● **ACTIVITY**: Filter the listing down to the lines containing the word "here".

LISTED ENTRIES START

Issue #2560, opened 2025-10-31
Add pagination to internal datasette.allowed_resources() method


simonw:
> The lack of pagination here is worrying. Also it's weird that this one has a include_is_private when there is a whole other mechanism to get the reasons

_Originally posted by @simonw in https://github.com/simonw/datasette/pull/2551#discussion_r2464430452_

simonw:
This method here: https://github.com/simonw/datasette/blob/e4be95b16c99dd8d49fc6d89a684764bf731f1d9/datasette/app.py#L1143-L1199

It currently returns `list["Resource"]` - but the whole point of the new SQL resources system is to efficiently support potentially thousands of resources. Having a method that returns everything undermines that goal.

LISTED ENTRIES END

● **PROBLEM SOLUTION**:
> The lack of pagination here is worrying. Also it's weird that this one has a include_is_private when there is a whole other mechanism to get the reasons
This method here: https://github.com/simonw/datasette/blob/e4be95b16c99dd8d49fc6d89a684764bf731f1d9/datasette/app.py#L1143-L1199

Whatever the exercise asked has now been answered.